Saved data entries:
----------

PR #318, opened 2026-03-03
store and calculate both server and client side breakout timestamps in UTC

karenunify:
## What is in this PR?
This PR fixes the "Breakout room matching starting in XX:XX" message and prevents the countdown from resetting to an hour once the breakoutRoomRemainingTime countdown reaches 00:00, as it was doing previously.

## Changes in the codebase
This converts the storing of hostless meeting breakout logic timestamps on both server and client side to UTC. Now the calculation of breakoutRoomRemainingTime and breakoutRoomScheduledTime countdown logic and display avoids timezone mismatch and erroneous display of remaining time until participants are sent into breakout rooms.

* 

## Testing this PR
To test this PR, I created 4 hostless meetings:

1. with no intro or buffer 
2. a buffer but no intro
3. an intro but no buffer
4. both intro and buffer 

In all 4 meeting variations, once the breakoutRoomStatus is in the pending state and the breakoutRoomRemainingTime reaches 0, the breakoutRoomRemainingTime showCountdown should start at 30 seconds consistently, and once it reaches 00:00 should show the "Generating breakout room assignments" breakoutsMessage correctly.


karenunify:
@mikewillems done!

----------

* _Task description_: Some lines above hold the word "client". Copy all of them.

* _Result below_:
store and calculate both server and client side breakout timestamps in UTC
This converts the storing of hostless meeting breakout logic timestamps on both server and client side to UTC. Now the calculation of breakoutRoomRemainingTime and breakoutRoomScheduledTime countdown logic and display avoids timezone mismatch and erroneous display of remaining time until participants are sent into breakout rooms.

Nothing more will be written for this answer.